[Exercise aim] Across the whole listing, copy out every line that includes the string "floor".
______________________________
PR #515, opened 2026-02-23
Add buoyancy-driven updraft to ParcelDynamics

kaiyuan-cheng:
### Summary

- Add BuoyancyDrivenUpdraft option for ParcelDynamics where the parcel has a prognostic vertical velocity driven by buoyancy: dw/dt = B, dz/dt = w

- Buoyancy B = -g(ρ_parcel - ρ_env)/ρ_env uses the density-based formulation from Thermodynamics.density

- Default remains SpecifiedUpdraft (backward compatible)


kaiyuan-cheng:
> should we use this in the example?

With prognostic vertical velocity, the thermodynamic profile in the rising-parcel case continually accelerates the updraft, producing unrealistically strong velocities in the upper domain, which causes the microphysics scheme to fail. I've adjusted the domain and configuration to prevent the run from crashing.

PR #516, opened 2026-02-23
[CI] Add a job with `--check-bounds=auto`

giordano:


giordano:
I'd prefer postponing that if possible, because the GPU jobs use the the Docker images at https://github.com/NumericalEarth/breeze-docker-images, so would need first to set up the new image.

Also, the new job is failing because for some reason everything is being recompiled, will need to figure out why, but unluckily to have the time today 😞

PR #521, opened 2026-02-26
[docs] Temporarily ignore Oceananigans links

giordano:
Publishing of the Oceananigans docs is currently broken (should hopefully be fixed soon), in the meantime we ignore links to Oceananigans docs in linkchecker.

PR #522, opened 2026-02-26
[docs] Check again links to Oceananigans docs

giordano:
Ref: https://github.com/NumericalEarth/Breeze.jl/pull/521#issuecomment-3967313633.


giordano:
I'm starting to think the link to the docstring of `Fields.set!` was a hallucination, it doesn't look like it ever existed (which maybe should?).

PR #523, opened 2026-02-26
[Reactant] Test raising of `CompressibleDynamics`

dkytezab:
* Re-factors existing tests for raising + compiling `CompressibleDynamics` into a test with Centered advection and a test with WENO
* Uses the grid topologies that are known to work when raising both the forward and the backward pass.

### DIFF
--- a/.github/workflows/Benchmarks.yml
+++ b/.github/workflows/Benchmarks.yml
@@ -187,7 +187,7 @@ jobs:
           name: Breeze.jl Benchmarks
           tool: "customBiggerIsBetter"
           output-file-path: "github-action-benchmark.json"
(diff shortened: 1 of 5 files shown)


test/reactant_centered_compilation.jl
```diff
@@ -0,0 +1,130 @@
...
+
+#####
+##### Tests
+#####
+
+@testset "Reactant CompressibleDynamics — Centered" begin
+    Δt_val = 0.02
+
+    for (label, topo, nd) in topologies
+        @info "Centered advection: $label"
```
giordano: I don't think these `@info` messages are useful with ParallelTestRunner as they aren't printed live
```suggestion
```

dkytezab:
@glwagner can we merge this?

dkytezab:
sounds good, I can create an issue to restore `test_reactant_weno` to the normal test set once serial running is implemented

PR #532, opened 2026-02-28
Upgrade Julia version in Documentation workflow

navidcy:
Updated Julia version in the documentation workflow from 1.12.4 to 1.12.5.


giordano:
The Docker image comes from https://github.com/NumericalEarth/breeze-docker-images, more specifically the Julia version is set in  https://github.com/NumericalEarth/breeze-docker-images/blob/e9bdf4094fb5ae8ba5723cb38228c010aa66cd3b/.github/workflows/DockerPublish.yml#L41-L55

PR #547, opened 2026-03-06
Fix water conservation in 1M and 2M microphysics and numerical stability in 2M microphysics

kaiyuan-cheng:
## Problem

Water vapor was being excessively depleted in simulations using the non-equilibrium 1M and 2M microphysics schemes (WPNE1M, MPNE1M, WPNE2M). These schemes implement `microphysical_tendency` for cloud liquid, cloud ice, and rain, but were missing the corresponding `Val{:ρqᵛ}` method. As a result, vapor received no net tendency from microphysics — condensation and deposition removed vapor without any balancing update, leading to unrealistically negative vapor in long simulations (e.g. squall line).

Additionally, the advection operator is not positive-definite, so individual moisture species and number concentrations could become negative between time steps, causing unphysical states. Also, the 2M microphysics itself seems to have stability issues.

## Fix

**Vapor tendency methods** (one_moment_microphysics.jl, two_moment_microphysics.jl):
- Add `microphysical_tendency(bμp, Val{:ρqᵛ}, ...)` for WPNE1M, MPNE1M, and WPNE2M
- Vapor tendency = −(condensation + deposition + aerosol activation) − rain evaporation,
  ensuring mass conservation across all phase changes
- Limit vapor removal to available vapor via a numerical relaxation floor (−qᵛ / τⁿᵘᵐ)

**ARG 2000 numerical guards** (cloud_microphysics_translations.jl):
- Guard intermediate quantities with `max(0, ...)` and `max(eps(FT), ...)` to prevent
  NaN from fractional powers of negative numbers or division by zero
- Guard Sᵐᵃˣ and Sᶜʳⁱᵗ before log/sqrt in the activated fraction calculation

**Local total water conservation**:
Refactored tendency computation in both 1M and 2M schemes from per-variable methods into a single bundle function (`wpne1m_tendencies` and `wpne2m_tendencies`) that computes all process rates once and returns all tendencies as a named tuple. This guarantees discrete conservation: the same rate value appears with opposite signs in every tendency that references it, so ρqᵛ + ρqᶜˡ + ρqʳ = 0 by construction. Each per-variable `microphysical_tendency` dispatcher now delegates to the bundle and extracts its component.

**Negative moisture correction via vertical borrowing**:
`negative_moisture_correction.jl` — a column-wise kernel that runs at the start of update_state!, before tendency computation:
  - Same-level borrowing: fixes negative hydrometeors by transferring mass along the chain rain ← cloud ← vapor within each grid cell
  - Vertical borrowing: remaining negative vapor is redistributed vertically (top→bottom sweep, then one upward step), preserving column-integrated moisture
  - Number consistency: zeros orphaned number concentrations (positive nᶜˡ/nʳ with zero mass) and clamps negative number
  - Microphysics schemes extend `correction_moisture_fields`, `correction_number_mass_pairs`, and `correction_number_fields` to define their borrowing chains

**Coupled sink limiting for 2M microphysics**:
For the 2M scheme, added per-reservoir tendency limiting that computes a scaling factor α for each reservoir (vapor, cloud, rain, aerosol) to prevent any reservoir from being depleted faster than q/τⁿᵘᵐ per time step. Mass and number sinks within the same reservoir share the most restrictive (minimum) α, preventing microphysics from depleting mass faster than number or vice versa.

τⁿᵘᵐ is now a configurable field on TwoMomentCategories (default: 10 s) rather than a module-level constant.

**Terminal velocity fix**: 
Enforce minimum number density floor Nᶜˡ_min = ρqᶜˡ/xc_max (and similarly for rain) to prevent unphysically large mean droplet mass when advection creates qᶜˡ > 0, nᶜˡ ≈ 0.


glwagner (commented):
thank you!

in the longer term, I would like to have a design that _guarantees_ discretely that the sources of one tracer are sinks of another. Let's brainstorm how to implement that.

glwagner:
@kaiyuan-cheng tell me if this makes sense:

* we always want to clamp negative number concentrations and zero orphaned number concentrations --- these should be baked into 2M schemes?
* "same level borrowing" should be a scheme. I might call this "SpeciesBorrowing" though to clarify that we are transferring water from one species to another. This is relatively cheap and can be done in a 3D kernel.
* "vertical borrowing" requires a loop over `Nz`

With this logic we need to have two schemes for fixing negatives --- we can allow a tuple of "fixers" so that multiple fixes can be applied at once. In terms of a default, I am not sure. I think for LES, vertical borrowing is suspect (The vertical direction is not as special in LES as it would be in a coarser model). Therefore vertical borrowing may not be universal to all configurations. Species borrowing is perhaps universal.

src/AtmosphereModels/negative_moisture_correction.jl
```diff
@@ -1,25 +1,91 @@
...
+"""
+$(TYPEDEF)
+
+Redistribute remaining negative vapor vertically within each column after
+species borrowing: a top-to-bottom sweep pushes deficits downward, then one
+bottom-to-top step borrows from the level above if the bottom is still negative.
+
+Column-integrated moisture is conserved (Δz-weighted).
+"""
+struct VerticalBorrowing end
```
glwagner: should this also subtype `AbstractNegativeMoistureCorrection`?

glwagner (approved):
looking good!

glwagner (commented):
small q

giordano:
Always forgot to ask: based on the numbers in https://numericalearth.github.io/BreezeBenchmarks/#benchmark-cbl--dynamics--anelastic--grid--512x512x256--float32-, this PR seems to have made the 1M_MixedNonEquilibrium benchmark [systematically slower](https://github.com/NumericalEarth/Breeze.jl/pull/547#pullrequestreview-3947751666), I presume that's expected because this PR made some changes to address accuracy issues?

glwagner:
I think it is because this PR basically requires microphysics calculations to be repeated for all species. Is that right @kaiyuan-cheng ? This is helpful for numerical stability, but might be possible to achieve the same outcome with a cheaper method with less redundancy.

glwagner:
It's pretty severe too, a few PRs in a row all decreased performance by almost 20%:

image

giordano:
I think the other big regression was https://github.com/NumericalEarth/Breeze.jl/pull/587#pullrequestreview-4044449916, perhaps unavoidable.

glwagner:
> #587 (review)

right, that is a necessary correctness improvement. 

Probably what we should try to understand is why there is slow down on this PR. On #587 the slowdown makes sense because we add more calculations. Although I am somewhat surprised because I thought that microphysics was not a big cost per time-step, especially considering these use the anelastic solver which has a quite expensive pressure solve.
______________________________
[Solution for this task]
- Limit vapor removal to available vapor via a numerical relaxation floor (−qᵛ / τⁿᵘᵐ)
Enforce minimum number density floor Nᶜˡ_min = ρqᶜˡ/xc_max (and similarly for rain) to prevent unphysically large mean droplet mass when advection creates qᶜˡ > 0, nᶜˡ ≈ 0.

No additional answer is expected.